═════ Source material ═════
Issue #288, opened 2021-08-25
Automate generation of new releases PRs


pasqu4le:
# Clarification and motivation

After #286 and #287 (I suggest starting working on this issue only after these two) we should have most on-release and post-release actions automated.

However, we'll still need to manually perform the [initial release PR](https://github.com/serokell/tezos-packaging/blob/master/.github/PULL_REQUEST_TEMPLATE/release_pull_request_template.md#changes-related-to-the-creation-of-a-release-conditional) part of our process.

At this point it should be possible to automate this too and have CI open a PR (to let us review and, if necessary, fix) any time there is a new release on [tezos/tezos](https://gitlab.com/tezos/tezos).

Ideally, at the end of this issue, it should be possible to remove the release-specific PR template and move any useful information from there elsewhere.

# Acceptance criteria

CI is capable of opening PRs with all the necessary changes that are needed for the creation of a new release.
If possible, this CI step is triggered automatically following a Tezos software release.

PR #305, opened 2021-09-22
[#286] Automate bottle hashes PR

### LINKED ISSUE #286: Automate PR generation to update bottle hashes

Following #284 and #285 we should have:
- CI step(s) to create and upload brew bottles
- a script to automate the generation of the hashes of said bottles and put it into the respective formulae

As the next step of automation, we should combine the two and have CI open PRs to update bottle hashes too. 

# Acceptance criteria

After bottles are created and uploaded to releases, CI open us PR(s) to update the bottle hashes in the brew formulae.

Note: it would be nice for these PRs to have a reminder in their descriptions that mirrored repositories should be updated too, or perhaps this could also be automated.

ixahedron:
## Description

Problem: we need to automate brew bottles-related processes further.
Right now we automatically build and attach the bottles to releases, and we have a script that computes and inserts their hashes to the respective formulae.
It's a natural next step to open the PRs from the CI.

Solution: added a step to each pipeline that should sync the hashes in a common branch, and then open a PR automatically.

## Related issue(s)

Resolves #286 

  can be successfully built.

### DIFF
--- a/.buildkite/pipeline-for-tags.yml
+++ b/.buildkite/pipeline-for-tags.yml
@@ -34,6 +34,15 @@ steps:
    - buildkite-agent artifact download "out/*" . --step build-source-packages
    - ./scripts/publish-native-packages.sh out
 
+ - label: Add Mojave bottle hashes to formulae
+   depends_on:
+   - "build-bottles"
+   if: build.tag =~ /^v.*/
+   commands:
+   - buildkite-agent artifact download --step build-bottles "*" .
+   - nix-shell ./scripts/shell.nix
+       --run './scripts/sync-bottle-hashes.sh "$BUILDKITE_TAG" "Mojave"'
+
  - label: Attach bottles to the release
    depends_on:
    - "build-bottles"
--- a/scripts/sync-bottle-hashes.sh
+++ b/scripts/sync-bottle-hashes.sh
@@ -1,0 +1,50 @@
+#! /usr/bin/env bash
+# SPDX-FileCopyrightText: 2021 TQ Tezos <https://tqtezos.com/>
+#
+# SPDX-License-Identifier: LicenseRef-MIT-TQ
+
+# This script takes the new tag and the OS name as its arguments
+# and handles git shenanigans related to syncing two pipelines over a common branch.
+
+set -e
+
+if [ -z "$1" ] || [ -z "$2" ]; then
+    echo "Please call this script with the release tag and the OS name."
+    exit 1
+fi
+
+git config user.name "Serokell CI bot" # necessary for pushing
+git config user.email "hi@serokell.io"
+git fetch --all
+
+branch_name="auto/update-brew-formulae-$1"
+
+# Git doesn't have an easy way to check out a branch regardless of whether it exists.
+if ! git switch "$branch_name"; then
+    git switch -c "$branch_name"
+    git push --set-upstream origin "$branch_name"
+fi
+
+# Try to add hashes and push changes upstream. If there is a collision precisely at the time of
+# pushing, that means the other pipeline has raced this one to push. Reset to origin and try again.
+while : ; do
+    git fetch --all
+    git reset --hard origin/"$branch_name"
+    ./scripts/bottle-hashes.sh .
+    git commit -a -m "[Chore] Add $1 hashes to brew formulae"
+    ! git push || break
+done
+
+pr_body="Problem: we have built brew bottles for the new Octez release, but their hashes
+aren't in the formulae yet.
+
+Solution: added the hashes.
+"
+
+set +e
+
+# We create the PR with the first push, when the other pipeline hasn't finished yet.
+# That's why we 'set +e': one of the two times the command will fail.
+gh pr create -B master -t "[Chore] Add bottle hashes for $1" -b "$pr_body"
+
+exit 0
--- a/scripts/update-brew-formulae.sh
+++ b/scripts/update-brew-formulae.sh
@@ -1,0 +1,25 @@
+#! /usr/bin/env bash
+# SPDX-FileCopyrightText: 2021 TQ Tezos <https://tqtezos.com/>
+#
+# SPDX-License-Identifier: LicenseRef-MIT-TQ
+
+# This script takes the new tag as its argument.
+# Run it from the base directory (tezos-packaging).
+
+if [[ -d ./Formula ]]
+then
+    regex="(v.*)-[0-9]*"
+    if [[ $1 =~ $regex ]]; then
+        tag="${BASH_REMATCH[0]}"
+        version="${BASH_REMATCH[1]}"
+        find ./Formula -type f \( -name 'tezos-*.rb' ! -name 'tezos-sapling-params.rb' \) \
+            -exec sed -i "s/version \"v.*\"/version \"$tag\"/g" {} \; \
+            -exec sed -i "s/:tag => \"v.*\"/:tag => \"$version\"/g" {} \; \
+            -exec sed -i "/catalina/d" {} \; \
+            -exec sed -i "/mojave/d" {} \;
+    else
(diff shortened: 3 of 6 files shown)


.buildkite/pipeline-for-tags.yml
```diff
@@ -15,6 +15,10 @@ steps:
 
  - wait
 
+ - label: Add Mojave bottle hashes to formulae
```
rvem, line 18: I assume that this job won't have access to the bottles by default to calculate hashes, you'll have to download them as artifacts from the previous job using
```
buildkite-agent artifact download --step build-bottles "*"
```
See the `Attach bottles to the release` job

scripts/update-brew-formulae.sh
```diff
@@ -0,0 +1,25 @@
+#! /usr/bin/env bash
```
rvem, line 1: Is this script used anywhere? :cant-find:

ixahedron: Not yet, but it should find some use in #288. I wrote the script when I thought it might be used here and now and was told to 'keep it', so I thought I'd commit it anyway 🙈

scripts/sync-bottle-hashes.sh
```diff
@@ -0,0 +1,55 @@
...
+
+   pr_body="Add bottle hashes for $1
+
+Problem: we have built brew bottles for the new Octez release, but their hashes
+aren't in the formulae yet.
+
+Solution: added the hashes.
+"
+
+    # Git doesn't have an easy way to check out a branch regardless of whether it exists.
```
pasqu4le, line 29: I think that there's an easier way to do this syncing using `checkout`.

The flow should be something like this:
1. `git fetch --all`
2. `git checkout <branch_name>`
    Note that by default if a remote `<branch_name>` exists this will both create the local branch and start tracking the remote one. If the remote one doesn't exist it will fail.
═════
• [Task brief]
In the answer, the lines from the first line of the data above through the line containing "After #286 and" must appear exactly as written, with nothing else.

• [Completed task]
Issue #288, opened 2021-08-25
Automate generation of new releases PRs


pasqu4le:
# Clarification and motivation

After #286 and #287 (I suggest starting working on this issue only after these two) we should have most on-release and post-release actions automated.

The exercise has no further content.